When I was young, I made some rather unusual clothing choices that caused both strangers and relatives to make fun of me, threaten to assault me and even grope me in shopping malls and on public transit. I chose to be different, so the natural consequence is that people would react negatively to me. My mother said they would, and they did. Nevertheless, I was resolute in my choice to not be like everyone else and to not be deterred by the fallout from my decisions. The way people reacted to me was more about them than me. The majority of people left me alone, after all.

That brings me to the first point of how to gain respect from others:

Accept yourself. No one will love you if you don’t love yourself. Many of the interactions we have with people are mirrors of our self-perception. If you are not completely comfortable in your own skin, then someone will attempt to feed off your insecurity. Bullies are experts at sussing this out. Don’t give them your blood. Your being offended by others is a sign that you have not fully embraced your individuality. How you define yourself should not be dependent upon the way others define you. Only you are in charge of that.

Never demand respect. If you want others to respect you, then you must command it. We do this by being stellar communicators. Take the high road at all times and never assume that people are out to get you. Often our perception of other people’s opinions of us are coloured by our own self-perception. This goes back to my last point about accepting yourself and embracing your uniqueness. Your relationship with yourself will affect your relationship with others. If you love and respect who you are, then your behaviour toward others will reflect that, and in turn other people will show that they have great respect for you.

Respect the opinions and ideas of others. You get what you give. You cannot expect people to respect you if you don’t show respect for others. Avoid being rude, making snide remarks, hurling accusations and other forms of negative communication, even if you think the other person deserves it. The truth is, nobody deserves abuse. Strive to become known for the good you do and for having some class.

Be kind. Always be kind to others. Never assume that those who criticize you are horrible people. People sometimes do boorish things. Be kind, anyway.
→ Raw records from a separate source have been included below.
PR #7732, opened 2025-12-18
replace moe checkpoint dp_world_size with seq_dp_world_size 

wukong1992:
Replace moe checkpoint dp_world_size with seq_dp_world_size to sup moe module with seq parallel.

### DIFF
--- a/csrc/aio/py_lib/py_ds_aio.cpp
+++ b/csrc/aio/py_lib/py_ds_aio.cpp
@@ -124,5 +124,6 @@ PYBIND11_MODULE(TORCH_EXTENSION_NAME, m)
 
         .def("wait",
              &deepspeed_aio_handle_t::wait,
-             "Wait for (ongoing) asynchronous operations to complete");
+             "Wait for (ongoing) asynchronous operations to complete",
+             py::call_guard<py::gil_scoped_release>());
 }


stas00:
Why are you proposing to do that?

If you need `seq_dp_world_size` on resume and for some reason it's not there then probably store it additionally while leaving `dp_world_size` alone, no?

wukong1992:
> Why are you proposing to do that?
> 
> If you need `seq_dp_world_size` on resume and for some reason it's not there then probably store it additionally while leaving `dp_world_size` alone, no?

cause `no moe` save checkpoint use this https://github.com/deepspeedai/DeepSpeed/blob/37ad0c0ecdfe019b1947c8e8fb50c6b03a354841/deepspeed/runtime/engine.py#L3908 
There is no need to redefine seq_dp_world_size here.

stas00:
Thank you for explaining, then yes, it checks out.

@sfc-gh-truwase, I know you weren't involved in DS-MoE - but shouldn't `_save_checkpoint` and `_save_moe_checkpoint` follow the exact same recipe wrt saving `state_dict` (the 

https://github.com/deepspeedai/DeepSpeed/blob/37ad0c0ecdfe019b1947c8e8fb50c6b03a354841/deepspeed/runtime/engine.py#L3891
https://github.com/deepspeedai/DeepSpeed/blob/37ad0c0ecdfe019b1947c8e8fb50c6b03a354841/deepspeed/runtime/engine.py#L3822

only `model_state_dict` is what's different - perhaps abstracting this last bit into a helper util and having both functions use it, with the only difference passing the `model_state_dict` that differs? the moe saving one also saves `num_experts` but it's not using it on load. I think it's diverging in other aspects since nobody bothered to keep in in sync.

What you give out in the world comes back to you tenfold. Remember that.

Be helpful. Whenever the opportunity to help another person comes up, be as helpful as you can. If you have the time and the capability to help even one person in your day, then do it. Good citizens get respect.

Be honest. Without being rude, tell the truth, do the right thing by others and become known for being a good person. Honest people are trustworthy and trust is the foundation of respect.

Be loving. Show love for others whenever you can. The world needs more of that. Just ask Burt Bacharach.

Forgive others. It’s not always easy to forgive people because sometimes people do really shitty things to us, but forgive those who hurt you, no matter what. Take the high road whenever you are faced with conflict and never hold a grudge. Taking the high road is a way of allowing yourself to love and respect who you are. Like I said earlier, your self-respect will cause others to be more respectful of you.

Avoid conflict and hostile behaviour. Pick your battles. If you step back and analyse a situation before you respond, you will see that there is usually no need to be hostile or combative. Check out my post, How to Speak Your Mind and Not Piss People Off for more tips about managing conflict without being a doormat.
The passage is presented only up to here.